Hi Ben,

Now we are getting somewhere ;-)

Ben Evans wrote:
> Hi Kirk,
>
> On Thu, Apr 2, 2009 at 4:51 PM, kirk <kirk.pepperd...@gmail.com 
> <mailto:kirk.pepperd...@gmail.com>> wrote:
>
>
>     I see a lot of strawman arguments for standardization but I don't
>     really
>     see anything with substance. I'm not against the standardization route
>     but I'm just not seeing the need to treat this any differently than
>     say.. a different GC implementation. How about Escape Analysis or the
>     internals of IBM's equivalent of HotSpot/JIT which is quite different.

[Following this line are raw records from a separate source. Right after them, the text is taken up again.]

PR #1431, opened 2026-05-11
Save next_inputs.pt only for last two layers for layerwise save/restore

sugunav14:
### What does this PR do?

Type of change: Optimization (no API or on-disk-format change)

Reduces disk usage of layerwise calibration checkpoints by pruning stale next_inputs.pt files after each layer save. Without this change, every non-final transformer layer's next_inputs.pt accumulates on disk, dominating checkpoint size for long calibration runs (e.g. ~250 MB × ~80 layers ≈ 20 GB for a 70B model). On resume we only ever read the most recent one, so older copies are dead weight.

The fix is small and localized: save only latest layer's input.pt. The disk footprint of activation copies becomes O(1) (1 file) instead of O(N_layers). The static per-layer artifacts (weights.pt, quantizer_state.pt, output_meta.pt) are kept for every layer as before because full_restore needs them

### Usage
No API change required — pruning happens automatically when checkpoint_dir is used with layerwise_calibrate

```python
  mtq.calibrate(
      model,
      algorithm={
          "method": "gptq",
          "use_sequential": True,
          "checkpoint_dir": "/path/to/checkpoint",
      },
      forward_loop=forward_loop,
  )
```

### Testing
- test_full_run_creates_checkpoints — extended to assert layer 0's next_inputs.pt is gone after a 3-layer run while layer 1's remains.
- test_only_last_two_next_inputs_kept (new) — 5-layer walk-through verifying only the most recent next_inputs.pt is retained and all static files survive for every layer.
- test_resume_matches_full_run — uses a calib_func that raises during layer 1 to simulate a real crash; asserts the resumed run produces bit-identical weights to a reference full run.

## Summary by CodeRabbit

* **New Features**
  * More reliable resume: calibration now uses a single root-level resume artifact for restarting interrupted runs.

* **Refactor**
  * Atomic commit behavior and reduced per-layer temporary files to minimize on-disk clutter and partial-state exposure.
  * Resume now fails fast if the root resume artifact is missing.

* **Tests**
  * New and updated tests simulate mid-run crashes and verify atomic checkpointing and correct resume behavior.

[Review Change Stack](https://app.coderabbit.ai/change-stack/NVIDIA/Model-Optimizer/pull/1431?utm_source=github_walkthrough&utm_medium=github&utm_campaign=change_stack)


shengliangxu (approved):
LGTM

modelopt/torch/quantization/utils/layerwise_calib.py
```diff
@@ -640,6 +640,12 @@ def full_restore(self, layers: nn.ModuleList, model: nn.Module) -> None:
 
         print_rank_0(f"Checkpoint: restored {self.start_layer} previously calibrated layers")
 
+    def prune_old_next_inputs(self, layer_idx: int) -> None:
```
Fridah-nv:
```suggestion
    def _prune_old_next_inputs(self, layer_idx: int) -> None:
```

Fridah-nv (approved):

modelopt/torch/quantization/utils/layerwise_calib.py
realAsma, line 1: @sugunav14  should we have just one global `next_inputs.pt`  and keep updating it instead of saving  `next_inputs.pt` to each `layer_folder/` and deleting it? (So no per-layer `next_inputs.pt`)

realAsma (commented):
@sugunav14  could you also add a warning to `layerwise`  calibration that this is still an experimental feature and backward compatibility is not guaranteed?

realAsma (approved):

>     What makes tail recursion different? JRockit 1.4 Mission Control
>     seemed
>     to force JMX into the 1.5. IMHO, if it is going to make a difference,
>     others will pick it up and then it will be a lot easier to add it into
>     the JVM specification.
>
>
>  If I'm following this thread right, then what is really meant by TCO 
> is not "JVM implementations are allowed to spot that a certain pattern 
> of bytecodes (eg 0xb6 0xXY 0xZW 0xb0) are a tail-call and MAY be 
> optimised by the JITter" but "a certain, not currently permitted, 
> sequence of bytecodes MUST be optimised as a tail-call so as to not 
> grow the stack"
Ok, this would be a problem if the spec specifically prohibited a 
reasonable optimization.
>
> The MUST condition allows us to make semantic guarantees about certain 
> recursive cases not blowing up the stack - important for functional 
> languages. As I understand it, it is not currently possible to 
> implement Scheme fully on the JVM, as the Scheme spec requires 
> compilers to make a form of the above MUST guarantee (I am not a 
> Scheme head, so if this is too much of a simplification, someone 
> please put me right).
Ok, lets inject the Azul JVM into this conversation. If optimizes away a 
lot of things because it has the hardware support to manage them. 
Pointer swizzling for moved objects for example, transactional memory 
affecting synchronization for another. These "optimizations" make the 
Azul VM much different than any other implementation yet they are able 
to meet the standard. They don't require special class files that won't 
run on other VMs. Of course other VMs don't offer the benefits. But then 
GC works the same, you won't get G1 benefits unless you are using Sun.
>
> The reason why one implementation can't just unilaterally introduce it 
> is that the pattern does not cuurently constitute valid Java code as 
> per the spec, and the results of that - ie trying to run code compiled 
> with the new bytecode form on a JVM which doesn't support it would not 
> be good.
>
> Imagine the situation where code compiled with one vendor's compiler 
> could not be run on another vendor's JVM, despite them both claiming 
> to support the same classfile version. Dialectisation, vendor-specific 
> extensions to core specs and incompatability of binary files, 
> depending on which compiler you used? Not a world I think we'd like...
agreed but I'm not sure that we need to go there. However, if the 
OpenJDK happens to allow deeper stacks than the others or it knows how 
to avoid having stacks build up, that would seem to be a competitive 
advantage, not a violation of a specification or an incompatability 
unless you did require special byte codes or invalid class files to make 
it work. At any rate, I havn't said this shouldn't be part of the spec. 
It is just that IME, it's easier to spec a working implementation than 
just to go to committee trying to get everyone on board. Like it or hate 
it, OSGi has helped demonstrate that hasn't it.